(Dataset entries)
PR #3614, opened 2014-12-09
Reportback Flag form - front end

aaronschachter:
Heaven help me I wrote jQuery today. :christmas_tree: 

Refs #3564.

Adds form elements for the Flag reportback form, which are only displayed when "flagged" is checked.

Doesn't actually write any values yet, as the first priority is to get a prototype up for campaigns team to test.

screen shot 2014-12-09 at 3 42 11 pm

### DIFF
--- a/lib/modules/dosomething/dosomething_reportback/js/reportback_review_form.js
+++ b/lib/modules/dosomething/dosomething_reportback/js/reportback_review_form.js
@@ -1,0 +1,21 @@
+(function ($) {
+  $(document).ready(function(){
+
+    // Hide all flag forms to start.
+    $('.flag-form').hide();
+
+    // Listen for changes to Flagged checkboxes.
+    $(':input[name*="status"]').click(function() {
+      // Find the next flagForm within the awesome Drupal markup.
+      var flagForm = $(this).parent().parent().parent().next('.flag-form');
+      // If "flagged" was checked:
+      if ($(this).val() == 'flagged') {
+        // Display the flagForm.
+        flagForm.show();
+      }
+      else {
+        flagForm.hide();
+      }
+    });
+  });
+}(jQuery));
--- a/lib/modules/dosomething/dosomething_reportback/js/reportback_review_form.js
+++ b/lib/modules/dosomething/dosomething_reportback/js/reportback_review_form.js
@@ -4,10 +4,10 @@
     // Hide all flag forms to start.
     $('.flag-form').hide();
 
-    // Listen for changes to Flagged checkboxes.
-    $(':input[name*="status"]').click(function() {
-      // Find the next flagForm within the awesome Drupal markup.
-      var flagForm = $(this).parent().parent().parent().next('.flag-form');
+    // Listen for changes to Status checkboxes.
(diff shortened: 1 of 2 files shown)


lib/modules/dosomething/dosomething_reportback/js/reportback_review_form.js
```diff
@@ -0,0 +1,21 @@
+(function ($) {
+  $(document).ready(function(){
+
+    // Hide all flag forms to start.
+    $('.flag-form').hide();
+
+    // Listen for changes to Flagged checkboxes.
+    $(':input[name*="status"]').click(function() {
```
sergiitk: Is this possible to select these using classname instead?

lib/modules/dosomething/dosomething_reportback/js/reportback_review_form.js
```diff
@@ -0,0 +1,21 @@
...
+      // Find the next flagForm within the awesome Drupal markup.
+      var flagForm = $(this).parent().parent().parent().next('.flag-form');
```
sergiitk: Maybe better to provide the selector argument to `parent()`?

lib/modules/dosomething/dosomething_reportback/js/reportback_review_form.js
aaronschachter: It's pretty nasty code, since I'm using the `$form['rb_files']['#tree'] = TRUE;`, each id and name is uniqiue.  Here's what the markup looks like:

```
<input type="radio" id="edit-rb-files-1462-status-approved" name="rb_files[1462][status]" value="approved" class="form-radio">
```

screen shot 2014-12-09 at 3 49 48 pm

lib/modules/dosomething/dosomething_reportback/js/reportback_review_form.js
aaronschachter: I never really ever write JS... i'm not sure what you mean by this?

lib/modules/dosomething/dosomething_reportback/js/reportback_review_form.js
sergiitk: Still, `.form-radio` selector with a filter afterwards will makes search much faster.

aaronschachter: Ok. like this?

```
$('.form-radio:input[name*="status"]').click(function() {
```

Seems to work locally...

sergiitk: Yes, great!

lib/modules/dosomething/dosomething_reportback/js/reportback_review_form.js
sergiitk: jQuery [`parent()`](http://api.jquery.com/parent/) function accepts selector argument, for example:

``` js
$( "p" ).parent( ".selected" )
```

sergiitk:
:+1:

PR #3620, opened 2014-12-10
Member index

### LINKED ISSUE #3603: DS API: Retrieve User uid by mobile
Should only accessible by a logged in admin user.

Unfortunately the built-in Drupal `user` resource does not allow querying by fields attached to a User, which is super annoying.  We'll need to build our own `index` operation under our custom `users` resource and allow querying by mobile.

aaronschachter:
Fixes #3603: Allows an logged in administrator to query by email or mobile via DS API.

Also adds an access argument to the `_member_resource_access` function, to restrict usage to admin's. 

Returns array of User objects that match the parameters, but only returns their uid.  The parameters query is required.

Usage:

**GET** `http://dev.dosomething.org:8888/api/v1/users.json?parameters[mobile]=2125551000`

Response:

```
[
    {
        "uid": "5"
    }
]
```

If there are no Users that match, an empty array is returned.

### DIFF
--- a/lib/modules/dosomething/dosomething_api/dosomething_api.info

• EXERCISE REQUIREMENTS
Look above and repeat, character for character, the lines from the first one to the line with "Adds form elements", counting both.

• REPLY TO THE EXERCISE
PR #3614, opened 2014-12-09
Reportback Flag form - front end

aaronschachter:
Heaven help me I wrote jQuery today. :christmas_tree: 

Refs #3564.

Adds form elements for the Flag reportback form, which are only displayed when "flagged" is checked.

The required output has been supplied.